Bartolomeo di Giovanni d'Astore dei Sinibaldi, known as Baccio da Montelupo, was born in Montelupo Fiorentino in 1469 to a family of humble social extraction. From his early youth he certainly had the chance to frequent some of the ceramic workshops that were active in his home town, and then, when he was about twenty, he was accepted at the prestigious and exclusive art school created by Lorenzo dei Medici and directed by Bertoldo di Giovanni in the gardens of St. Marks in Florence. Michelangelo Buonarroti was studying at the same academy in the same period and he and Baccio soon became great friends. One of his most interesting early works is his fragmentary Lamentation over the Dead Christ in San Domenico at Bologna (1494), the city where he found refuge after the arrival of Charles VIII in Florence. He was already back in Florence again in 1495 and, until 1496, worked on some of the crucifixes that were to bring him great fame during his artistic career. The first of these was probably the one in the Basilica of San Lorenzo, followed by the crucifixes in St. Marks, in the Badia (Abbey) of Arezzo and in the Church of San Martino a Galgalandi near Lastra a Signa.
A staunch follower of Savonarola, he was once more forced to flee the city after the death of the monk and again chose Bologna. The 12 busts of Apostles in terracotta now in the Cathedral of Ferrara date from this second Bolognese period. By now Baccio was an affirmed artist and in 1506 the Order of the Servites commissioned him to carry out a large group of sculptures in wood for the Benedictine Abbey of San Godenzo. Of these, only a St. Sebastian remains today, a work that is particularly significant because it marks the artist's progress from the sculptural techniques of the 15th century, still linked to the style of Donatello, and the more "expressionist" trends of the school of Michelangelo.
Proof that he was now fully accepted in Florentine artistic spheres was the commission for a St. John the Evangelist in bronze that he was asked to carry out in 1514 by the Silk Guild for one of the niches on the Church of Orsanmichele. Its powerfully expressive face and gestures made it the masterpiece of his maturity. In 1515 he carried out the marble aedicola around the fresco of the miraculous image of the Virgin Mary in the Church of Sant'Agostino at Colle Val d'Elsa.

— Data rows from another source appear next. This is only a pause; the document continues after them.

PR #404, opened 2018-02-02
Update Filters in Metric Explorer in a group instead of when each individual row is selected

eiffel777:
## Description
Filters in the Metric Explorer are applied to a chart or data series to restrict the information that is shown. Filters are added via the “Add Filter” menu option and can be viewed via the “Filters” menu option or by selecting the Edit Dataset option in the Data Series menu. 

Filters are added and removed one at a time as you select or deselect the checkbox for each filter. This change will group changes to the filters into one request instead of a request each time a filter is selected or deselected by adding an Apply button to the panel that show the filters that already exist. 

The Apply, Check All and Uncheck All buttons will also be moved to the bottom bar of the dialog to create consistency with existing user interface elements. Screenshots of the new UI are below.

screenshot from 2018-02-02 14-58-10

screenshot from 2018-02-02 14-58-45

## Motivation and Context
When an individual filter is enabled or disabled, the chart is immediately updated to reflect the change. When enabling or disabling several filters in a short period of time, this behavior causes a request to be sent to the back-end for each filter that was modified and may cause undesirable behavior such as heavy database load.

## Tests performed
Have performed manually tests of new functionality on https://gmdean.ccr.xdmod.org and am writing appropriate automated tests

## Types of changes

## Checklist:


html/gui/js/AddDataPanel.js
```diff
@@ -136,7 +136,7 @@ Ext.extend(CCR.xdmod.ui.AddDataPanel, Ext.Panel, {
                     scope: this,
                     handler: function (b, e) {
                         XDMoD.TrackEvent('Metric Explorer', 'Data Series Definition -> Selected filter from menu', b.text);
-                        filterButtonHandler.call(b.scope, filtersGridPanel.toolbars[0].el, b.dimension, b.text, b.realms);
+                        filterButtonHandler.call(b.scope, this.items.items[0].items.items[11].items.items[0].el, b.dimension, b.text, b.realms);
```
smgallo: There are six `.items` here, which make it incredibly difficult to understand. Also, what does the index 11 reference? What happens if this array is modified and 11 is no longer the item you expect?

html/gui/js/modules/metric_explorer/MetricExplorer.js
```diff
@@ -4362,11 +4367,14 @@ Ext.extend(XDMoD.Module.MetricExplorer, XDMoD.PortalModule, {
                 }
             ],
             tbar: [
-                checkAllButton,
+                removeFilterItem
+            ],
+            bbar: [
+                applyFilterSelection,
```
smgallo: The Add Filter dialog has actual buttons across the bottom with Clear on the left and OK/Apply and Cancel on the right. Can we do the same thing here to keep the look and feel consistent? It looks like the Add Filter dialog is an Ext.Panel and adds the buttons in the `fbar` (see [FilterDimensionPanel.js](https://github.com/ubccr/xdmod/blob/xdmod7.1/html/gui/js/FilterDimensionPanel.js#L300)). Can we do the same thing here by placing the buttons in the chartFiltersMenu instead? We might need to wrap the filters grid in an Ext.Panel but we'd have to experiment to see if that works.

screenshot-2018-2-3 xdmod

smgallo: Check with @jpwhite4 so we keep the location of the check/uncheck all button consistent between this and the work he is doing on the Add Filter dialog.

jpwhite4:
diff --git a/html/gui/js/AddDataPanel.js b/html/gui/js/AddDataPanel.js
index dd5a68d..4803eb7 100644
--- a/html/gui/js/AddDataPanel.js
+++ b/html/gui/js/AddDataPanel.js
@@ -111,6 +111,8 @@ Ext.extend(CCR.xdmod.ui.AddDataPanel, Ext.Panel, {
         };
     },
     initComponent: function () {
+        var filterButtonHandler;
+
         if (!this.record && this.store) {
             this.record = CCR.xdmod.ui.AddDataPanel.initRecord(this.store, this.config, this.getSelectedFilters(), this.timeseries);
         }
@@ -157,7 +159,7 @@ Ext.extend(CCR.xdmod.ui.AddDataPanel, Ext.Panel, {
             }
         );
         filtersMenu.addItem(filterItems);
-        var filterButtonHandler = function (el, dim_id, dim_label, realms) {
+        filterButtonHandler = function (el, dim_id, dim_label, realms) {
             if (!dim_id || !dim_label) return;
             var filterDimensionPanel = new CCR.xdmod.ui.FilterDimensionPanel({
                 origin_module: 'Metric Explorer',

eiffel777:
Here are some screenshots of updated filter dialog box with new button layout. After talking with @smgallo I am going to add a cancel button real quick on Tuesday morning.

@jpwhite4 @smgallo @plessbd This is on https://gmdean.ccr.xdmod.org. If you guys have a few moments sometime can you take a look and let me know if I've missed anything.

**Global Filters**
screenshot from 2018-02-05 15-50-50

**Local Filters**
screenshot from 2018-02-05 15-51-22

smgallo:
I see what you mean about the window width but I think it will be OK. Can you shrink the width of the checkbox column similar to what is was in the original? Also it looks like we're missing the Applicable Categories column.

ryanrath:
Since having the checkbox checked doesn't necessarily mean that a filter is being applied to the current chart anymore. Do people think that it might be worthwhile to call out which filters are currently applied ( like changing the color / having a separate column to track which ones are currently applied / not )? Or maybe that there are filter changes that haven't been applied?

smgallo:
@ryanrath When a user first brings up the dialog the checked filters will be applied. If they check/uncheck them and want to get back to the original state they can click Cancel.

ryanrath:
\*nod\* sounds good.

smgallo:
The version currently on https://gmdean.ccr.xdmod.org looks good with the smaller checkbox column and cancel button. I did notice that if I open an existing filter, uncheck one and apply it, then re-open it and enable the previously un-checked filter then Cancel the one that was previously unchecked stays checked.

html/gui/js/AddDataPanel.js
```diff
@@ -291,16 +318,42 @@ Ext.extend(CCR.xdmod.ui.AddDataPanel, Ext.Panel, {
...
+            scope: this,
+            handler: function () {
+                this.filtersStore.each(function (record) {
+                    if (record.modified !== null) {
+                        if (record.get('checked') !== record.modified.checked) {
+                            var checked = !record.get('checked') || false;
+                            record.set('checked', checked);
+                            // Deletes the dirty and modified property from the record
+                            // to signify the record is now unmodified
+                            delete this.dirty;
```
jpwhite4: What is `this` in this context? The store or the record or the button?

plessbd:
please add  open_xdmod/modules/xdmod/integration_tests/secrets.json_TEMPLATE back in, we dont want to remove the template

eiffel777:
@plessbd Whoops, thanks for the catch. I added it back

plessbd:
now it doesnt have a new line (might never have had one) add it as well please :)

smgallo:
@eiffel777 Looks like there is a conflict that needs to be resolved now.

smgallo:
@jpwhite4, @plessbd Please review this one final time.

html/gui/js/AddDataPanel.js
```diff
@@ -253,8 +274,8 @@ Ext.extend(CCR.xdmod.ui.AddDataPanel, Ext.Panel, {
             var currentFilters = jQuery.extend({}, this.record.data.filters);
             this.filtersStore.loadData(currentFilters, false);
         }
-        var checkAllButton = new Ext.Button({
-            text: 'Check All',
+        var selectAllButton = new Ext.Button({
+            text: 'Select All',
             scope: this,
             handler: function (b, e) {
                 XDMoD.TrackEvent('Metric Explorer', 'Data Series Definition -> Clicked on Check All in Local Filters pane');
```
plessbd: We should update this tracking event to match the button text, not that we use the tracking all that much but just to keep things consistent

html/gui/js/AddDataPanel.js
```diff
@@ -263,8 +284,8 @@ Ext.extend(CCR.xdmod.ui.AddDataPanel, Ext.Panel, {
                 });
             }
         });
-        var uncheckAllButton = new Ext.Button({
-            text: 'Uncheck All',
+        var clearAllButton = new Ext.Button({
+            text: 'Clear All',
             scope: this,
             handler: function (b, e) {
                 XDMoD.TrackEvent('Metric Explorer', 'Data Series Definition -> Clicked on Uncheck All in Local Filters pane');
```
plessbd: We should update this tracking event to match the button text, not that we use the tracking all that much but just to keep things consistent

html/gui/js/modules/metric_explorer/MetricExplorer.js
```diff
@@ -4198,50 +4197,44 @@ Ext.extend(XDMoD.Module.MetricExplorer, XDMoD.PortalModule, {
...
         // ---------------------------------------------------------
 
-        var checkAllButton = new Ext.Button({
-            text: 'Check All',
+        var selectAllButton = new Ext.Button({
+            text: 'Select All',
             scope: this,
             handler: function( /*b, e*/ ) {
-                    XDMoD.TrackEvent('Metric Explorer', 'Clicked on Check All in Chart Filters pane');
+                XDMoD.TrackEvent('Metric Explorer', 'Clicked on Check All in Chart Filters pane');
```
plessbd: We should update this tracking event to match the button text, not that we use the tracking all that much but just to keep things consistent

html/gui/js/modules/metric_explorer/MetricExplorer.js
```diff
@@ -4198,50 +4197,44 @@ Ext.extend(XDMoD.Module.MetricExplorer, XDMoD.PortalModule, {
...
         // ---------------------------------------------------------
 
-        var uncheckAllButton = new Ext.Button({
-            text: 'Uncheck All',
+        var clearAllButton = new Ext.Button({
+            text: 'Clear All',
             scope: this,
             handler: function( /*b, e*/ ) {
-                    XDMoD.TrackEvent('Metric Explorer', 'Clicked on Uncheck All in Chart Filters pane');
+                XDMoD.TrackEvent('Metric Explorer', 'Clicked on Uncheck All in Chart Filters pane');
```
plessbd: We should update this tracking event to match the button text, not that we use the tracking all that much but just to keep things consistent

By the end of the 1520's the artist had already managed to best express his talents as a sculptor: he had tackled all kinds of materials, from wood, terracotta, marble to bronze, and his crucifixes, in particular, were to make his name known and appreciated both in Florence and elsewhere. He worked above all in Lucca and the surrounding countryside in the later stages of his career, and this was when he carried out the Pietà in marble dated 1518 for the Parish Church of Segromigno (Lucca), the work that was to open a new phase in his art. His last sculptures include a series of funeral monuments, like that for Silvestro Gigli, the Bishop of Lucca, carried out with his son Raffaello for the Church of San Michele al Foro, though unfortunately only his rendering of the Virgin Mary and Child still survives today; and the monuments in honour of St. Silao (Museum of Villa Guinigi in Lucca) and for Giano Grillo in the Church of Santa Maria dei Servi in Lucca. We do not know where or how Baccio spent the last years of his life, as they are still deeply wrapped in mystery, but he presumably died in 1523.